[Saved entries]
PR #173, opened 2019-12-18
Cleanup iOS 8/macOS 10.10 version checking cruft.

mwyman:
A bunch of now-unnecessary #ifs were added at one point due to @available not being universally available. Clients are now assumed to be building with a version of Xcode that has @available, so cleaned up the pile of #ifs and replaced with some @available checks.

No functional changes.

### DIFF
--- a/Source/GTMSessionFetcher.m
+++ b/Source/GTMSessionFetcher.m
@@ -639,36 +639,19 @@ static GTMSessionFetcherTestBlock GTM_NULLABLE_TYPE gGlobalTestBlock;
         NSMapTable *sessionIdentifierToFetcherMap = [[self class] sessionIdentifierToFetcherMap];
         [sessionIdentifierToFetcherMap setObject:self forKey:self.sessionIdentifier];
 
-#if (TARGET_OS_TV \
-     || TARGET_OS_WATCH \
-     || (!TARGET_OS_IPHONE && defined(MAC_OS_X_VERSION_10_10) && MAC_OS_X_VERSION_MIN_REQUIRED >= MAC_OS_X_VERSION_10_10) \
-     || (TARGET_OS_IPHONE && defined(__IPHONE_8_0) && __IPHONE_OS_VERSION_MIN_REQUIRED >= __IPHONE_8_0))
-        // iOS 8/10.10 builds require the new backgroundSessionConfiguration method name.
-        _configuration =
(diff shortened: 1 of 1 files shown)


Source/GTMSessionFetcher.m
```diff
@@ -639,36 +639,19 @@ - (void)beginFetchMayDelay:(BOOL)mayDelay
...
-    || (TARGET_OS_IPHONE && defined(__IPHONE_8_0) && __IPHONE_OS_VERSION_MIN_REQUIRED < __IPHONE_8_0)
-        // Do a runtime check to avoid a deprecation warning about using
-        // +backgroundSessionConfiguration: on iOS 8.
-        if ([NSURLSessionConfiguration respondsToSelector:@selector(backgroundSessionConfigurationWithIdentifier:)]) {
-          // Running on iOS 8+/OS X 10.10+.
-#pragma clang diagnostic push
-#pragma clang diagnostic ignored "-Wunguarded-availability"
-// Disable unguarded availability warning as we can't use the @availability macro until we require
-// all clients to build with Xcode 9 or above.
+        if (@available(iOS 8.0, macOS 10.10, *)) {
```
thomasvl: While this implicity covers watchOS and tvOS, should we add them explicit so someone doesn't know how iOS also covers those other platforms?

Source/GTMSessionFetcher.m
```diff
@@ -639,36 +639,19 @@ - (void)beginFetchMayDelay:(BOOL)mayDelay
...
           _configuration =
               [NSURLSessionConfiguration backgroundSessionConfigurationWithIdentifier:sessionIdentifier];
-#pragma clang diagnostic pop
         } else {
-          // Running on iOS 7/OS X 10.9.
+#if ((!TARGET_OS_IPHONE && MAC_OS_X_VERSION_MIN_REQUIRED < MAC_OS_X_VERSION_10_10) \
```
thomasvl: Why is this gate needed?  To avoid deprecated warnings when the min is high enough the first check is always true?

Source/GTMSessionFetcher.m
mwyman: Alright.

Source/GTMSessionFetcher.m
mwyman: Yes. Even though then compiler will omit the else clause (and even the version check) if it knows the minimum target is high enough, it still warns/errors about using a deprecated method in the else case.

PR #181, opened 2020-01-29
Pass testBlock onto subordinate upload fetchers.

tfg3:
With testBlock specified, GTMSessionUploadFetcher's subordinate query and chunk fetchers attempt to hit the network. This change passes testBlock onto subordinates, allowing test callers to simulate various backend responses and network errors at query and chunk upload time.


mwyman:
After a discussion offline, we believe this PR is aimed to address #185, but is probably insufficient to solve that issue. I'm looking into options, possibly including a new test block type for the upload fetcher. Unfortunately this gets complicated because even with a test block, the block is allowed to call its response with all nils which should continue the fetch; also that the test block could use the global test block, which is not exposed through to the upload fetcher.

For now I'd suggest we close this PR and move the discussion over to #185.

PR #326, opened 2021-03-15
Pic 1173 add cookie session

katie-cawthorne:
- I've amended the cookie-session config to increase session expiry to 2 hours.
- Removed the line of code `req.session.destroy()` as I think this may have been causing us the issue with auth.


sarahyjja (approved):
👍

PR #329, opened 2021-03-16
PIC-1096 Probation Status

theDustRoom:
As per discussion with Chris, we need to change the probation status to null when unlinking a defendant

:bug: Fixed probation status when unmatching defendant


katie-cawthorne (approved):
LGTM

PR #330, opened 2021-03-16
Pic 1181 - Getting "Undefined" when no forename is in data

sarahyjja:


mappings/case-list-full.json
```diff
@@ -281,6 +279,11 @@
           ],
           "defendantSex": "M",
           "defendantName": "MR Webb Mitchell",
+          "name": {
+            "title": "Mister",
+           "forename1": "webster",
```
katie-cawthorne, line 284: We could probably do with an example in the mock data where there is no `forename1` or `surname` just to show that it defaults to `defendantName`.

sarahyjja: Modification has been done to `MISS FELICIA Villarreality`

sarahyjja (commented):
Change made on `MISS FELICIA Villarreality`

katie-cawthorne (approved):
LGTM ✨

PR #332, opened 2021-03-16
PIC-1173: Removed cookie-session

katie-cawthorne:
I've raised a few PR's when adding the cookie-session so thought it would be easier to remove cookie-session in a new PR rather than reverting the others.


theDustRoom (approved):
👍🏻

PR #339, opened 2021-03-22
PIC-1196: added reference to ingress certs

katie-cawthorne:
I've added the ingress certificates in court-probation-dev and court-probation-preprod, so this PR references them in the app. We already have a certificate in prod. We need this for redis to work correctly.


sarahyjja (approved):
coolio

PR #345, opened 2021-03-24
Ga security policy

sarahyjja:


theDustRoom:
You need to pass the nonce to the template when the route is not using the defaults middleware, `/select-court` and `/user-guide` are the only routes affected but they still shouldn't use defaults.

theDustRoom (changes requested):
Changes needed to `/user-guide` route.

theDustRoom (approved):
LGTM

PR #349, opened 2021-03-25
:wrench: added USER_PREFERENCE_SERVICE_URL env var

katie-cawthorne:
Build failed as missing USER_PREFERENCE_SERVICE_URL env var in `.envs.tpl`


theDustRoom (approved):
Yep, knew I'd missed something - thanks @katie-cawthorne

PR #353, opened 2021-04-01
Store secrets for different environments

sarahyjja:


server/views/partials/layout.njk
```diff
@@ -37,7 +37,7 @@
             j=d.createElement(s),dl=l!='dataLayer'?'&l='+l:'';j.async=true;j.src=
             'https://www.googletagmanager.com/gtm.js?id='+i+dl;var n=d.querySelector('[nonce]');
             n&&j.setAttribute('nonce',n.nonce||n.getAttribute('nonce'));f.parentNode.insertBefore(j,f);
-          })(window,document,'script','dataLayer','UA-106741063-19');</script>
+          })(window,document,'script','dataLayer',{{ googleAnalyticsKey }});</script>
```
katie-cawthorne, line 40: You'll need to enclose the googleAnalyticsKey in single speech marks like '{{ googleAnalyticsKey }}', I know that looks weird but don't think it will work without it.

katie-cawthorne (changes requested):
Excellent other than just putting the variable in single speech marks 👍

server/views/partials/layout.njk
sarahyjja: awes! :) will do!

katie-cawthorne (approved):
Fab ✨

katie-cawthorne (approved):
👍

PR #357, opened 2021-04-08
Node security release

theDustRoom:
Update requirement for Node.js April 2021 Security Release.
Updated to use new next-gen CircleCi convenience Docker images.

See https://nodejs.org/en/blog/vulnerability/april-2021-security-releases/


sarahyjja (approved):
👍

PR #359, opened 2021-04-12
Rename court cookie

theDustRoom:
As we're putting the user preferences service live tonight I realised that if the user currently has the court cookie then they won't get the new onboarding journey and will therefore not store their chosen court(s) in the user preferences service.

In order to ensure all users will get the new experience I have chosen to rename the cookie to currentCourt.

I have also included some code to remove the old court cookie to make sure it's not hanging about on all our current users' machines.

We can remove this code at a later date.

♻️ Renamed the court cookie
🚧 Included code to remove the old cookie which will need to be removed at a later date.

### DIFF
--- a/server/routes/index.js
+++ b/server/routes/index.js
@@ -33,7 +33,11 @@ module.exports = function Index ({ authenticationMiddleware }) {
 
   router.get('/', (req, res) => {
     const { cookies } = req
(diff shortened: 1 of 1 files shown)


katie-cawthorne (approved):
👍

...

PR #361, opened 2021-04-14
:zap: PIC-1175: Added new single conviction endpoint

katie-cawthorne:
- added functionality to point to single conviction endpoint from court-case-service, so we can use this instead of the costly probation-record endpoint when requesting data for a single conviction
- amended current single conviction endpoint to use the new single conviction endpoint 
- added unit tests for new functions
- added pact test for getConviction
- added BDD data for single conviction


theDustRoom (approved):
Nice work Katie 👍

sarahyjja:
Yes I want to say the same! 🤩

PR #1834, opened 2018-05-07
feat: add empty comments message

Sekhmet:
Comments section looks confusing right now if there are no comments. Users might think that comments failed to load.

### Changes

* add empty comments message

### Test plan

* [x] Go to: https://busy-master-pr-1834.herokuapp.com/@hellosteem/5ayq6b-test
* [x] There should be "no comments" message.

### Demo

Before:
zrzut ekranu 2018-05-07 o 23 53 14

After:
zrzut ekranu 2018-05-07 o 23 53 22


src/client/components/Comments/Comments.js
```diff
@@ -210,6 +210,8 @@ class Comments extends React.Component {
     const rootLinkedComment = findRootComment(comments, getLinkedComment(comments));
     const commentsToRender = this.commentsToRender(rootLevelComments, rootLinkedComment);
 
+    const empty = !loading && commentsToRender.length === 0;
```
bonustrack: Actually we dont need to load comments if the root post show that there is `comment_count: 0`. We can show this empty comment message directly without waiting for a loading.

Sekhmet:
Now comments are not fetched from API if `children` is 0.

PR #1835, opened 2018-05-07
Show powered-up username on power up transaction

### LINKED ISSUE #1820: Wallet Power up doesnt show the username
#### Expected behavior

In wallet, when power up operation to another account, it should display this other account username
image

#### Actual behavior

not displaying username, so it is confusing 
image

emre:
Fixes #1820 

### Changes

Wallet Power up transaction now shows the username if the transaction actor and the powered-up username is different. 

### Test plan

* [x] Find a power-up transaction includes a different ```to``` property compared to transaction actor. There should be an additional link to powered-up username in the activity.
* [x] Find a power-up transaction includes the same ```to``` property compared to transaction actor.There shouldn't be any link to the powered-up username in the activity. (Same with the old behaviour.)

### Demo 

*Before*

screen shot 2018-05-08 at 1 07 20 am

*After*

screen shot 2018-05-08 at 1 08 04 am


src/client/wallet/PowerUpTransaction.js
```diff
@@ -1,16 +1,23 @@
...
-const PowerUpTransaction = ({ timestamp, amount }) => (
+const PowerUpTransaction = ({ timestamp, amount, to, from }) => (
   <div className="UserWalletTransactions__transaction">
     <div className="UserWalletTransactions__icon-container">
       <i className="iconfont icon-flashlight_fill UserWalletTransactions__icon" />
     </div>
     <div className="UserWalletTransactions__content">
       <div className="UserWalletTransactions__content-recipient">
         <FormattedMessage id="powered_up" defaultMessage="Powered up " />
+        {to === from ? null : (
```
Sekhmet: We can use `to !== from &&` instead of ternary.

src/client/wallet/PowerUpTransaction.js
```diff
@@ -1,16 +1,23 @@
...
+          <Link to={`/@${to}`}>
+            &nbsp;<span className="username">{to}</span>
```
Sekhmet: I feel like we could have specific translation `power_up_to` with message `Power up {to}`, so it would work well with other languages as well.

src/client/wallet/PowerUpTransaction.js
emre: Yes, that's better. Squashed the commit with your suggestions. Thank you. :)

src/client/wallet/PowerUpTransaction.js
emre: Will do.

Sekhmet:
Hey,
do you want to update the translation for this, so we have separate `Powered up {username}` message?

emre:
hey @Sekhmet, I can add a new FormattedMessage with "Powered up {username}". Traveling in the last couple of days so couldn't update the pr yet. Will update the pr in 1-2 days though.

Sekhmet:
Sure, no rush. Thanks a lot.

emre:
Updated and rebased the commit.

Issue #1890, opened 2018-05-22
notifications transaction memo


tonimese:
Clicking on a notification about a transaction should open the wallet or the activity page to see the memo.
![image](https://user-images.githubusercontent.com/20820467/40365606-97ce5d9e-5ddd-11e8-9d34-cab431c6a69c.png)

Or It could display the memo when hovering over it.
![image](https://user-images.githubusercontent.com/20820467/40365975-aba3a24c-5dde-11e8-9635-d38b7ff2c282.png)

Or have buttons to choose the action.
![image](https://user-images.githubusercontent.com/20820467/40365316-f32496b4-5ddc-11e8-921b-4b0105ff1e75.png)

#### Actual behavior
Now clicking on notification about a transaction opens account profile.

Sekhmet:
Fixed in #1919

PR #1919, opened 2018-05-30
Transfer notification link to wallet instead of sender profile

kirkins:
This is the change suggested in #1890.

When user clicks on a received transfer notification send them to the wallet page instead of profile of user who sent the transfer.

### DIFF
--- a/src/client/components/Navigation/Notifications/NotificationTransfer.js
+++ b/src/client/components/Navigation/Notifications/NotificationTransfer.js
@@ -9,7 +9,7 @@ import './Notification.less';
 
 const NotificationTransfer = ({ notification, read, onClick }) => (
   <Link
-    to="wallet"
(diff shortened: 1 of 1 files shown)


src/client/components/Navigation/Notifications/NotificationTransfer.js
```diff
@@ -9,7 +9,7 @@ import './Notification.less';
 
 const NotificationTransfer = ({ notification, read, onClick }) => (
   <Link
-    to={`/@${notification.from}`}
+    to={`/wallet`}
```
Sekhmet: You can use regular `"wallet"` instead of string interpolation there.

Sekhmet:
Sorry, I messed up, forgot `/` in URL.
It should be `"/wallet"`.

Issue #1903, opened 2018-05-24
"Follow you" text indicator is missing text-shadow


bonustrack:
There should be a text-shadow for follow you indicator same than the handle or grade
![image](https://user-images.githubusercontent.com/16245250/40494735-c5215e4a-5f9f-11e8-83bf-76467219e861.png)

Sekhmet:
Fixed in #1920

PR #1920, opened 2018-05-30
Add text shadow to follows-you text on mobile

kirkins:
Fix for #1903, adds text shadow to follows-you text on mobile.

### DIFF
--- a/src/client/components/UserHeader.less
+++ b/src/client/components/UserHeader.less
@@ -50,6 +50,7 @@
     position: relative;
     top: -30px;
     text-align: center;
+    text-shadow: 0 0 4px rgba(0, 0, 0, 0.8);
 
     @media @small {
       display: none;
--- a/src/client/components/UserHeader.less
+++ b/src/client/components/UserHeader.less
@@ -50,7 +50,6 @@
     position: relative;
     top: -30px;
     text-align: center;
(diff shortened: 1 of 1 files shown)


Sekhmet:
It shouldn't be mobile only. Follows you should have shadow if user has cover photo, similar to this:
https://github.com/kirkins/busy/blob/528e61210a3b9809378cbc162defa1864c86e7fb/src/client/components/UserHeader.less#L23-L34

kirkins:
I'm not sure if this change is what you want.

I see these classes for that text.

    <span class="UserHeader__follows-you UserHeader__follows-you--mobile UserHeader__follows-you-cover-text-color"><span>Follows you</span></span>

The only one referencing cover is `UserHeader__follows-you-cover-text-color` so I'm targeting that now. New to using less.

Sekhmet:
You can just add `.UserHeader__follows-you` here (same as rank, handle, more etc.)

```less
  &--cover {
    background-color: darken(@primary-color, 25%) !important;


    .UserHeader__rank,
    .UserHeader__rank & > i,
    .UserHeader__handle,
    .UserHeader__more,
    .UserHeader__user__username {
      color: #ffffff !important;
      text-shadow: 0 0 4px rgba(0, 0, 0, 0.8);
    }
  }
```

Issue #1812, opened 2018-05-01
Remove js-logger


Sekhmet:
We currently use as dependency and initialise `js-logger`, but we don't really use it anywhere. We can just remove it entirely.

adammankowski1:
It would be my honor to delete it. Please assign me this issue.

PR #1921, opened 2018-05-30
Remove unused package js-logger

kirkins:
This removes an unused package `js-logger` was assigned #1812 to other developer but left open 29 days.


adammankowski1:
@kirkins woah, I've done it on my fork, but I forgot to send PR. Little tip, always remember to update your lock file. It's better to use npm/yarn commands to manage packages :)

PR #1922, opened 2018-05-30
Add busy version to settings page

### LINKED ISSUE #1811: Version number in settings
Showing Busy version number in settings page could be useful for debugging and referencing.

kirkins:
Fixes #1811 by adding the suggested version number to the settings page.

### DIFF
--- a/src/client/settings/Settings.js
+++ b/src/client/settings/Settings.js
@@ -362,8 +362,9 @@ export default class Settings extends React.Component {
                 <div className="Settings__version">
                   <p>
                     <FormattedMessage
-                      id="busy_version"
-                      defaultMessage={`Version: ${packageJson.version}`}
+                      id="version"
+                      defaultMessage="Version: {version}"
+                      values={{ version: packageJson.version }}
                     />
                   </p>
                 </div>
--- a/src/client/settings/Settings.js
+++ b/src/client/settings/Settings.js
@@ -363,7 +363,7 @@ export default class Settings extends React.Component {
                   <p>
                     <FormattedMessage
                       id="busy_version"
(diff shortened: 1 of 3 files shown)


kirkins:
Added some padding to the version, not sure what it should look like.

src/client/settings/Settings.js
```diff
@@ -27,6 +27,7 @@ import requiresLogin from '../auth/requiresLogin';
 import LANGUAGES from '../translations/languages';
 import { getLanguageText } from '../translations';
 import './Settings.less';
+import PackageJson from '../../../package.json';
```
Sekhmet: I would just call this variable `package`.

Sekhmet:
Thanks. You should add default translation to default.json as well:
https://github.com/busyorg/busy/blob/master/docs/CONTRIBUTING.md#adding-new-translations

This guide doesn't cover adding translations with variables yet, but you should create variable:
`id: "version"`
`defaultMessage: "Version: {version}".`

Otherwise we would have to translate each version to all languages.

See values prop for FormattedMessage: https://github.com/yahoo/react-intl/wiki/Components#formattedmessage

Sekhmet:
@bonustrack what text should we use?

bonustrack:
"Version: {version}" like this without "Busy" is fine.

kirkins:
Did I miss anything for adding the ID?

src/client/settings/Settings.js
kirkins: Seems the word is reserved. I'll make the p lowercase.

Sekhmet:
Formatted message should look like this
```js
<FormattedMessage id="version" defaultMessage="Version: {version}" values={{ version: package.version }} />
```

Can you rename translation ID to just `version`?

...

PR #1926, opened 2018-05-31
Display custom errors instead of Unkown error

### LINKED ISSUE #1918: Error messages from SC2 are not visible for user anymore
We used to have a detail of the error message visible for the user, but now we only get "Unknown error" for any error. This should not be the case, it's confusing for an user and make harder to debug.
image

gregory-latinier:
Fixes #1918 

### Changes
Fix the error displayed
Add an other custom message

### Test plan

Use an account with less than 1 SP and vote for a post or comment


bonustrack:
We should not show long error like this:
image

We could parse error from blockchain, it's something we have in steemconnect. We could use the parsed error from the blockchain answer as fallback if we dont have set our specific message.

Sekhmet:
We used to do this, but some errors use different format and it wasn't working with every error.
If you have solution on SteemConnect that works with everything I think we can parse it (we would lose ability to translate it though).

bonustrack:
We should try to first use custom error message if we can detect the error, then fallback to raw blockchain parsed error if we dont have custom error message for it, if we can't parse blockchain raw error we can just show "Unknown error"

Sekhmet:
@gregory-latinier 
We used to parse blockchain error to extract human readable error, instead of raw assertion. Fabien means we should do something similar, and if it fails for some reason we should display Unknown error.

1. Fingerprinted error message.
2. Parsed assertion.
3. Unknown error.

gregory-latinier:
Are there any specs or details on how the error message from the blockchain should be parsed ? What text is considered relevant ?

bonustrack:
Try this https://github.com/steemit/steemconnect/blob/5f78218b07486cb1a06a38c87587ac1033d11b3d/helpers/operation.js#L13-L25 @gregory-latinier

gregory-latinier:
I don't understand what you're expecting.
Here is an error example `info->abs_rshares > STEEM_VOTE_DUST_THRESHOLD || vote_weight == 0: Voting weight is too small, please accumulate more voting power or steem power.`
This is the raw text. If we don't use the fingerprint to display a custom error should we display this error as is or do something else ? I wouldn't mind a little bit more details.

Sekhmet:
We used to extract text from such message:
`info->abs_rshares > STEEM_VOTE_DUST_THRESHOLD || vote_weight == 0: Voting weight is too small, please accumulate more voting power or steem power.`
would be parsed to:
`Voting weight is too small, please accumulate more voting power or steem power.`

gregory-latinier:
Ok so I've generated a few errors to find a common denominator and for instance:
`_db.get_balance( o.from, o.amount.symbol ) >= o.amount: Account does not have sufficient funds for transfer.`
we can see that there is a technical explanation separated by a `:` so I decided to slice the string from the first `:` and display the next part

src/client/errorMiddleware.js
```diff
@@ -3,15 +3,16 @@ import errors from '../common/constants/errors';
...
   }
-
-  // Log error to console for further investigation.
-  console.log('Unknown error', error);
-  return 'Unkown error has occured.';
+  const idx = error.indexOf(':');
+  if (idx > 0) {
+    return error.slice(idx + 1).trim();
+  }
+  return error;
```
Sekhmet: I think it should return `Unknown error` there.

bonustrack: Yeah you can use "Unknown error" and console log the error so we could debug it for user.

▶ [EXERCISE DIRECTIONS]: Locate the word "chosen" in the entries, and copy every line where it is found.

▶ [SOLUTION TO THIS TASK]:
As we're putting the user preferences service live tonight I realised that if the user currently has the court cookie then they won't get the new onboarding journey and will therefore not store their chosen court(s) in the user preferences service.
In order to ensure all users will get the new experience I have chosen to rename the cookie to currentCourt.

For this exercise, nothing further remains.